- Theatrical release poster
- Directed by: Ramesh Pisharody
- Written by: Hari P. Nair Ramesh Pisharody
- Produced by: Maniyanpilla Raju
- Starring: Jayaram Kunchacko Boban
- Cinematography: Pradeep Nair
- Edited by: V. Saajan
- Music by: Songs:; M Jayachandran; Nadirshah; Background Score:; Ouseppachan;
- Production company: Maniyanpilla Raju Productions
- Distributed by: Saptha Tarang Cinema
- Release date: 14 April 2018;
- Country: India
- Language: Malayalam

= Panchavarnathatha =

Panchavarnathatha is a 2018 Indian Malayalam-language comedy film directed by Ramesh Pisharody in his directorial debut and co-written with Hari P. Nair. It was produced by Maniyanpilla Raju through Maniyanpilla Raju Productions, and stars Jayaram and Kunchacko Boban.

Principal photography began in Velloor on 10 January 2018. The film was released on 14 April 2018 during the Vishu holiday.

==Plot==
The story revolves around Vijayan Joseph Muhammed, a unique person who owns a pet shop. He had come to this place years back with a circus troupe. The pet shop is a concern to many of his neighbours. Kalesh is the MLA of this particular constituency and the next election is nearing. While attending the first holy communion of Abraham's daughter, Kalesh's wife Chithra abducts a Macaw while drunk. Vijayan gets the video of Chithra in which she takes the parrot. As for the circumstances they allow him to stay in their home after he and his animals are evicted from their place. Vijayan and his friend Velu, along with their animals, help Kalesh and his family in many ways, earning their appreciation. Through a friend settled abroad, Kalesh and Chithra offer Vijayan a job, but he refuses it for some reason. The next day, Velu tries to wake up Vijayan after his phone beeps but he doesn't get up. Vijayan has died in his sleep. Everyone from the local neighbourhood mourns and weep from Vijayan's death. Kalesh gives Vijayan's Macaw to a little orphan girl. It is revealed to be Vijayan's final wish, which had told Kalesh, along with the fact he is terminally ill. Kalesh and Chithra walk away with the girl and the Macaw, implying they may adopt her.

==Cast==

- Jayaram as Vijayan Joseph Mohammed
- Kunchacko Boban as MLA Kalesh
- Anusree as Chithra
- Ashokan as Udayan
- Maniyanpilla Raju as Abraham
- Joju George as Nazeer
- Dharmajan Bolgatty as Velu
- Mallika Sukumaran as Sreelatha Teacher
- Salim Kumar as Adv.

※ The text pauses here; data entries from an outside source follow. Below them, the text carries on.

PR #2712, opened 2026-06-30
Wire A32 circuit breaking into xDS channels

mingley:
## Summary

This PR connects gRFC A32 circuit breaking to the xDS request path in `tonic-xds`. The circuit breaker works like a shared pool of slots: before an endpoint attempt begins, the channel reserves one slot for the selected `{cluster, EDS service}`. The CDS `max_requests` value sets the pool size, with the A32 default of 1024 when the field is omitted. If no slot is available, the client returns a local, non-retryable gRPC `UNAVAILABLE` response without contacting an endpoint.

- Circuit-breaking limits follow live CDS updates. A permit stays reserved until the response body completes, errors, or is dropped, so the process-wide counter represents active RPC attempts across channels.
- Local circuit-breaker responses are identified as pre-endpoint outcomes. Retry handling does not retry them, and outlier detection does not count them as endpoint failures.
- The xDS cache preserves resource removals with generation and revision tracking. Removing CDS or EDS state clears obsolete breaker state and endpoints; re-added endpoints wait for a connector from the matching generation instead of reusing stale limits, connectors, or endpoint state.

When CDS omits `max_requests`, `tonic-xds` applies 1024 concurrent in-flight requests, matching [gRFC A32](https://github.com/grpc/proposal/blob/master/A32-xds-circuit-breaking.md), Envoy, Java, and Go. A control plane can effectively disable the breaker by sending an explicitly high `max_requests` value.

Part of #2444.

## Testing Done

- [x] `cargo fmt --all -- --check`
- [x] `cargo test -p tonic-xds circuit_breaking` — 33 passed, 0 failed, 378 filtered out.

### DIFF
--- a/tonic-xds/src/client/loadbalance/loadbalancer.rs
+++ b/tonic-xds/src/client/loadbalance/loadbalancer.rs
@@ -62,6 +62,7 @@ use tower::discover::{Change, Discover};
 
 use arc_swap::ArcSwap;
 
+use crate::client::circuit_breaking::is_local_pre_endpoint_response;
 use crate::client::endpoint::{Connector, EndpointAddress};
 use crate::client::loadbalance::channel_state::{
     EjectionConfig, IdleChannel, ReadyChannel, UnejectedChannel,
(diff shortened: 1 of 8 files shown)


tonic-xds/src/client/loadbalance/loadbalancer.rs
```diff
@@ -72,6 +73,26 @@ use crate::client::loadbalance::outlier_detection::{OutlierDetector, OutlierStat
 use crate::client::loadbalance::pickers::ChannelPicker;
 use crate::xds::resource::outlier_detection::OutlierDetectionConfig;
 
+trait LbResponseOutcome {
```
YutaoMa, line 79: Need some comments on this trait abstraction and its functions.

tonic-xds/src/client/loadbalance/loadbalancer.rs
```diff
@@ -72,6 +73,26 @@ use crate::client::loadbalance::outlier_detection::{OutlierDetector, OutlierStat
...
+    }
+}
+
+impl<B> LbResponseOutcome for http::Response<B> {
+    fn is_local_pre_endpoint_response(&self) -> bool {
+        is_local_pre_endpoint_response(self)
+    }
+}
+
+fn outlier_outcome<Resp: LbResponseOutcome, Error>(result: &Result<Resp, Error>) -> Option<bool> {
```
YutaoMa, line 98: not clear from the signature alone what the returned boolean signals

tonic-xds/src/client/loadbalance/loadbalancer.rs
mingley: Fixed in 221f2219. Documented why the response-outcome trait exists and how its classifier is used.

tonic-xds/src/client/loadbalance/loadbalancer.rs
mingley: Fixed in 221f2219. Documented the `Some(true)`, `Some(false)`, and `None` semantics.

Jimmy
- Prem Kumar as SI K.O Rangan
- Anjo Nayar as Abraham's wife
- Janardhanan as Bride's Father
- Tini Tom as James Thomas
- Kunchan as Anil, Pet Buyer
- Seema G. Nair as Deepa Udayan
- Subi Suresh as Chithra's Friend
- Nandhan Unni as Unnikrishnan
- Chembil Ashokan as Eappachen
- Vinod Kedamangalam as Eappachen's Assistant
- Chali Pala as Kunjachan, Wedding Guest
- Balaji Sarma as Sabu, Jimmy's Assistant
- Kalabhavan Haneef as Ajayan, Jimmy's Assistant
- Sajan Palluruthy as Chacko, Jimmy's Assistant
- K. T. S. Padannayil as Babu
- Devichandana as Chinnamma
- Manju Pathrose as Servant
- Dini Daniel as Bus Conductor
- Kanakalatha as Bride's Mother
- Bindu Murali as Nun
- Jis Joy as Pet Buyer (Cameo Appearance)
- Sreejith Ravi as Pet Buyer's Son (Photo Presence)
- Subeesh Sudhi as Thoma, Driver
- Firoz Azeez as an artist in dubbing studio
- Lakshmika Sajeevan as Sreekala

==Production==
Panchavarnathatha is the directorial debut of Ramesh Pisharody and he co-wrote the film with Hari P. Nair. It was originally meant to be directed by Nadirshah, who suggested Pisharody to direct it himself. Since Maniyanpilla Raju had earlier suggested Pisharody to direct a film some years ago, he approached Raju for investing the film to which he agreed. Principal photography commenced on 10 January 2018 at Velloor, Kottayam in Kerala. The main locations are Karikode, Peruva and Pala.

== Music ==

The music of the film is composed by M. Jayachandran and Nadirshah, while lyrics is written by Santhosh Varma and B. K. Harinarayanan. The full soundtrack album, consisting of 4 tracks was released on 5 April 2018 by Manorama Music.

Track listing
| No. | Title | Singer(s) | Length |
|---|---|---|---|
| 1. | "Varika Rasika" | Shankar Mahadevan (Raga)-Kamboji |  |
| 2. | "Panchavarna Thatha" | Haricharan, Jyothsna |  |
| 3. | "Chiri Chiri" | M. G. Sreekumar |  |
| 4. | "Pokayayi" | K. J. Yesudas |  |

==Release==

=== Theatrical ===
The film was released on 14 April 2018 and was a commercial success at the box office.